Issue #208, opened 2015-07-07
Slicing and ellipsis


vascotenner:
In numpy one can do ```np.array[...,2]```

Can this functionality be implemented in hv?

jlstevens:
+++
What you will do » Print the line containing "Can this functionality be implemented in hv?", then every line after it through the last line of the records, each exactly as written; nothing else belongs in the answer.

Answer to this task »
Can this functionality be implemented in hv?

jlstevens:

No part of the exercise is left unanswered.